### Task item
If a line in the entries includes "usize", show that line.

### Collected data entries
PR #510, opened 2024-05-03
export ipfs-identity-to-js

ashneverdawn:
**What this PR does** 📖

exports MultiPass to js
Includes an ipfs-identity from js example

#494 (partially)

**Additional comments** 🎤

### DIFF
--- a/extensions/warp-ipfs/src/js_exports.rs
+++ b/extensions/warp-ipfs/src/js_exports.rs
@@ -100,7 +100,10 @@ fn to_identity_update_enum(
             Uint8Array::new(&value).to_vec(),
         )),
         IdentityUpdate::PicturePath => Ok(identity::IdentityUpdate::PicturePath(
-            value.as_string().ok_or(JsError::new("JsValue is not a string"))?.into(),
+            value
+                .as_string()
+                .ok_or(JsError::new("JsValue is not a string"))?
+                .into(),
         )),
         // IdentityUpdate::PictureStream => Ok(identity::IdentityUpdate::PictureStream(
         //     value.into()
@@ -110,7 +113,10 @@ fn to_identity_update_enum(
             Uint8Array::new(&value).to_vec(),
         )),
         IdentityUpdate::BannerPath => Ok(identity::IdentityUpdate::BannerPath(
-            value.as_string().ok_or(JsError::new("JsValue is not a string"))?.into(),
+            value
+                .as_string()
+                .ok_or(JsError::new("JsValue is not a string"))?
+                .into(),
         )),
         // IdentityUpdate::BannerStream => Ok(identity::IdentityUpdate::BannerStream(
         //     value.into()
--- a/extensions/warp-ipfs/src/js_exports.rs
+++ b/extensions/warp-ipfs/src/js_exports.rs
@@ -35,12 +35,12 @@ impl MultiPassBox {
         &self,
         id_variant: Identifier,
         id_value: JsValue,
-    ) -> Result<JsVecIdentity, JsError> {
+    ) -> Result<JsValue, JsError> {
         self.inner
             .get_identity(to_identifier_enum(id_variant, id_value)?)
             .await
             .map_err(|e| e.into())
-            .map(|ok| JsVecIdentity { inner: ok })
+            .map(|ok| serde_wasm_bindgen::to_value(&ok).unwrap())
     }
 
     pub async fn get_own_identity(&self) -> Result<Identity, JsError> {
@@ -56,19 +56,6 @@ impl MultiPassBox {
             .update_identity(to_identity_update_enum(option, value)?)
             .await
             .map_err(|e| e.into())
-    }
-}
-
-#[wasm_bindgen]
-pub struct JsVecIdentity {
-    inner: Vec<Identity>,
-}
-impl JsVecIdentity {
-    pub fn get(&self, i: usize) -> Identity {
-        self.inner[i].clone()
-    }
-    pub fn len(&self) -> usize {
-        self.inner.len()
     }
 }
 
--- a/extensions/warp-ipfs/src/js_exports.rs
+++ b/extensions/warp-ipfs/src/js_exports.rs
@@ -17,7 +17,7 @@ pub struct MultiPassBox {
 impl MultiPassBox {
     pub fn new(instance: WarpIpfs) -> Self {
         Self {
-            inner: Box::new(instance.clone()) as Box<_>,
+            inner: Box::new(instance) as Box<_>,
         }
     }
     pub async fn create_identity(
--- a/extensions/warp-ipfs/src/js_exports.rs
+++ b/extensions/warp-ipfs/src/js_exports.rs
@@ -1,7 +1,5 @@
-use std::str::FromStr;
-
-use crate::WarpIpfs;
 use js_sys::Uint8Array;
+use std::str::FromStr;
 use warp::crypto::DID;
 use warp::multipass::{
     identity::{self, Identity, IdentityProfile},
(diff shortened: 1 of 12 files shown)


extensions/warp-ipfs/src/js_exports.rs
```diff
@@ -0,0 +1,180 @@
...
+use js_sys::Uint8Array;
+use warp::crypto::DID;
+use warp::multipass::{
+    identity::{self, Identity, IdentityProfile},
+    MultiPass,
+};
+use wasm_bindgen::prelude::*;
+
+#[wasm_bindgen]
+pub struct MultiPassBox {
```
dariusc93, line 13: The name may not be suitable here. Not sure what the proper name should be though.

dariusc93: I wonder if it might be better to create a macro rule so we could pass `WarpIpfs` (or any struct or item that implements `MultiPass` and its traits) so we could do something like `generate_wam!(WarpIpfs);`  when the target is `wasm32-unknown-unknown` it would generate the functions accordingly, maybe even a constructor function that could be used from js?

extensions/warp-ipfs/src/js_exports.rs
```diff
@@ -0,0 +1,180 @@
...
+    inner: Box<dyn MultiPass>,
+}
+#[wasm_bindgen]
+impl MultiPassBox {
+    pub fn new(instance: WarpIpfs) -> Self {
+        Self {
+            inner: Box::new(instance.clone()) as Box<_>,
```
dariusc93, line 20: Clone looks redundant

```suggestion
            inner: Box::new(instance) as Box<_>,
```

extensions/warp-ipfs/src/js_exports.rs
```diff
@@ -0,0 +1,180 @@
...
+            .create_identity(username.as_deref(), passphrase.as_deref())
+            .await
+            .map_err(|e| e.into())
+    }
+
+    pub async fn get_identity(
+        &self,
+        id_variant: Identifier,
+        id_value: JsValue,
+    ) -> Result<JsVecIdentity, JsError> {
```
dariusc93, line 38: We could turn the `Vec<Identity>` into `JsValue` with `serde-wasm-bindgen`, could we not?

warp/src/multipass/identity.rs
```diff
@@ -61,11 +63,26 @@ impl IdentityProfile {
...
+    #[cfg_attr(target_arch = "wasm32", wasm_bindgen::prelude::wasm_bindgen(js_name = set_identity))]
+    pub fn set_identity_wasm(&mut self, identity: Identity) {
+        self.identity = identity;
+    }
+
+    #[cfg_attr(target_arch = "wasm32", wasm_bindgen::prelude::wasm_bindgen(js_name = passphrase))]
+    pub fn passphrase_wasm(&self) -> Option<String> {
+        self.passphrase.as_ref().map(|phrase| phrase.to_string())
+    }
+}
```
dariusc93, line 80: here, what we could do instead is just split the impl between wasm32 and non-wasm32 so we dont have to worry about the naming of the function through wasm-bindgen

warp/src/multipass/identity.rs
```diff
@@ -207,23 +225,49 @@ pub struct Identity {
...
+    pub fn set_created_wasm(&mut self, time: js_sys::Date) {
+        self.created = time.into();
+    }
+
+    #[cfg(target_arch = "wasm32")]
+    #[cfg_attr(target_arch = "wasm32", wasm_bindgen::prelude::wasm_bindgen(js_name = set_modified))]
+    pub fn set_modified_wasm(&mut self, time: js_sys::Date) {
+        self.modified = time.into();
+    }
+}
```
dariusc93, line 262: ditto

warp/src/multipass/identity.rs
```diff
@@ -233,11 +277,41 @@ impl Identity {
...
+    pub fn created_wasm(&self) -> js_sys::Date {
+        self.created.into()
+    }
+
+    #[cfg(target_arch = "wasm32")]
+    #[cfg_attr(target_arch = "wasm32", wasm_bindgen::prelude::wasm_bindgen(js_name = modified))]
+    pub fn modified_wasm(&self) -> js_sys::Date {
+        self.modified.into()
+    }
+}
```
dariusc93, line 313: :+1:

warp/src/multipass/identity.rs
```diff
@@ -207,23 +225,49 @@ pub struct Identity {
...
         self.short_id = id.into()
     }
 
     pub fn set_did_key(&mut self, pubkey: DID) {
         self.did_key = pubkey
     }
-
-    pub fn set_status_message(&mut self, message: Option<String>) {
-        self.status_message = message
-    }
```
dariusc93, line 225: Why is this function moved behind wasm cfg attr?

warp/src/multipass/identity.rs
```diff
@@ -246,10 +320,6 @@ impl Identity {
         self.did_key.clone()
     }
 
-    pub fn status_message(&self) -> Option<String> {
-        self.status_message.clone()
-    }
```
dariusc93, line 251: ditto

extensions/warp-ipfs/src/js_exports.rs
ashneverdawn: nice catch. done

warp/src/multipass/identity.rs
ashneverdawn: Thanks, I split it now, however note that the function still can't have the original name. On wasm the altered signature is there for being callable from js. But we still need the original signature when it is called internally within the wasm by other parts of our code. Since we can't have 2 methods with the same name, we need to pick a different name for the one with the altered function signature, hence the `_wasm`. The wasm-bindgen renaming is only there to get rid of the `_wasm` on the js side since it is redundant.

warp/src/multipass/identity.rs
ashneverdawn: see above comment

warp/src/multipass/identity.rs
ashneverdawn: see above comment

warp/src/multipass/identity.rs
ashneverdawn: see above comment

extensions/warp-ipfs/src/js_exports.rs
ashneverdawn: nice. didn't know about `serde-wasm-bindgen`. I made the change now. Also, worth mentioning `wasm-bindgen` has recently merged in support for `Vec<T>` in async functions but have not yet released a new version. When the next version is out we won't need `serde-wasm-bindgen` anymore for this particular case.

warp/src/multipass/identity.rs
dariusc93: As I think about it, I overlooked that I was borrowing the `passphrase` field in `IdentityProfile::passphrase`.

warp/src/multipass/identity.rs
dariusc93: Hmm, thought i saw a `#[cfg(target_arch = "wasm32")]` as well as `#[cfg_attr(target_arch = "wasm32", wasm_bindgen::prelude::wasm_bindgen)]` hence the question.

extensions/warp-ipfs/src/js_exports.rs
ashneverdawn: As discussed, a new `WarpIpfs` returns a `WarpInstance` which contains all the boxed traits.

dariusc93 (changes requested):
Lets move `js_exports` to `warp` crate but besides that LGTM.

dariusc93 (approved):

### Result
-    pub fn get(&self, i: usize) -> Identity {
-    pub fn len(&self) -> usize {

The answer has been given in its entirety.